To answer your question about who created the misnomer of cap iron vs. chip breaker: Woodcraft certainly seems to be propagating the chip breaker term (http://www.woodcraft.com/family/2000576/hock-replacement-blades.aspx toward the bottom). I think it is up there with the tails first vs. pins first debate.

The main reason why I don't just buy a hock chip breaker/cap iron is that I am working on my second degree and money is tighter than it used to be. Well that and I tend to take DIY to an extreme that most people would consider ill-advised 

Even if it is an academic question, I am just wondering what difference a lesser quality steel would make. It's function (on the plane in question) is more for stability and support. Though they aren't all that widely used in the US, there are bi-metal blades that cheat in exactly this way.


----------



## Sylvain (Jul 23, 2011)

Have a look at the megathread "handplanes of your dreams" starting at comment #21901 one day ago

Although it was about metal handplanes, I would say the comments are valid :

- wax the sole;
- don't close the mouth too much;
- try the Paul Sellers trick.


----------



## Sylvain (Jul 23, 2011)

Look also in the same thread
comment #21913, from Don W :
"I've come across a fair amount of wooden plane with leather glued under the blade."


----------



## Anapolis7 (May 31, 2010)

I will look into this. It wouldn't surprise me if the body did at least contribute to the problem. The sole of the plane is purple heart laminated to a pine body. If you have ever dealt with purple heart in any depth, the with the grain/against the grain difference is very pronounced. Also, purple heart, at least in rough condition, i prone to splintering on sharp edges. So, if I messed up and put the sole on backwards, that could be a really nasty source of friction. I will give the Sellers method a shot and report back.

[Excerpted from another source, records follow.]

Issue #1302, opened 2023-12-27
Alien Containment accounting: 2x each item and Brainsucker Pod = 80%


BeornTB:
- OS: Windows 10 x64 2020H2
 - OpenApoc Version 20231225-3
 - No mods

**Describe the bug**
Alien containment sometimes counts items in 2 categories that each take their own separate % of space. Also, Brainsucker Pods currently count as 80% of containment space _each_.

![screenshot002](https://github.com/OpenApoc/OpenApoc/assets/46300745/c22b6f35-0d37-46a4-b22a-966f9e060234)

FilmBoy84:
For anyone working on this issue, please see also issue:

#369 
#608 

And a potential way to improve handling overflows when implementing the OG "Alien Containment is full" screen with extras

#1203

BeornTB:
Oh and the containment wasn't tared at 0%, once everything in it was incinerated, the balance was at -20% (or was it -19%...). So 6 brainsucker pods at 80% each (!) would be 480% space utilization, but the empty containment was below 0%, and the numbers don't add up to 480 either.

Issue #608, opened 2019-06-15
Alien Containment List


Quickmind01:
In my alien containment, there are two entries for Dead Skeletoids and Dead Micronoid Aggregates. Brainsucker pods are also listed and take 80% space.
[save_Stream Test.zip](https://github.com/OpenApoc/OpenApoc/files/3293375/save_Stream.Test.zip)

Quickmind01:
Perhaps the pods are bugged in the Sell menu, but they are taking 80% containment space. Also, the Dead Skeletoid and Dead Micronoid are still listed in the alien containment, but are grayed out since 0 are left.

makus82:
i get this )) 999%
![image](https://user-images.githubusercontent.com/11581207/59554608-2dfabf80-8fae-11e9-846e-c221e167d3e4.png)

FilmBoy84:
Confirmed, brainsucker pods should NOT be in the alien containment and take a stupid amount of space there

RELATED ISSUES #369 AND #370

Here's just one example of how empty i have to keep my alien containment
![image](https://user-images.githubusercontent.com/33913088/63095429-1ebed080-bf63-11e9-9f68-404392e07ba0.png)

PR #1372, opened 2024-03-15
Remove brainsucker pod from alien containment

ayrtondenner:
This partially solves issues #1302 and #608, since brainsucker pod is not being considered in either alien containment usage calculation or aliens listing, but we still have duplicated aliens.

I also tried to simplify usage percentage math.


FilmBoy84:
Tested and everything appears where it should

Thanks for the fix 🍻 
screenshot002
screenshot004
screenshot005
screenshot006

As for the leather, I hadn't considered that, but I have seen crazier things work. On another forum question, someone told me to place paper under the blade to even out the minor inconsistency in the ramp that was causing blade instability. It worked flawlessly, so I could see something like leather dampening the vibration markedly.

Thanks guys!


----------



## Anapolis7 (May 31, 2010)

I read Paul Seller's post and used the oil method to lube the sole of the plane. I have to say, I am SHOCKED at the difference it made. The plane went from feeling like a Krenov jack plane to feeling as nimble and connected to the wood as my Krenov smoother. As for the chattering, it's still not to the point of silence, but I think with some practice and taking the advice about isolating the blade, it could very easily get there. As for the cut, the undulations have almost entirely disappeared. They are now so small that you can't see them, though you can feel them to the touch.

I have to say, the difference is pretty shocking. Thanks for the input guys! I didn't even know about that thread.


----------



## Btsutherland (May 19, 2018)

I've used another blade as a chip breaker, putting the blades back to back.
Your wooden wedge is acting both as the cap iron and the chip breaker. Adding a piece of steel above the blade/cutter will work much better to break chips. The wedge will force the blade and the chip breaker against each other, and also force the blade/chip breaker together against the bed of the plane.


----------



## donwilwol (May 16, 2011)

Making a cap iron ( or chip breaker) is pretty easy and almost any metal is fine. They are not heat treated. The intent of a cap iron is to stiffen the blade by reducing vibrations. A chip breaker (like on a Stanley-Bailey plane) is meant to break chips. Most actually do both.

At 55 degrees you really should not need a chip breaker and if your bed is solid and flat all the way to the edge and you're wedge has a perfect fit, you should not need a cap iron IMO.

All the Hock cap irons are is a piece of flat stock with about a 60 - 80 degree bevel and a slight bend. Drill and tapped. Even with limited equipment one can be made pretty quickly.


----------



## Tim457 (Jan 11, 2013)

Along with Don's comments, I'm going to guess that your iron and bed are not mated perfectly enough. I don't know how flat the Hock iron's are, but if it's flat your bed may not be as perfectly flat. How carefully have you measured it's flatness and twist?


----------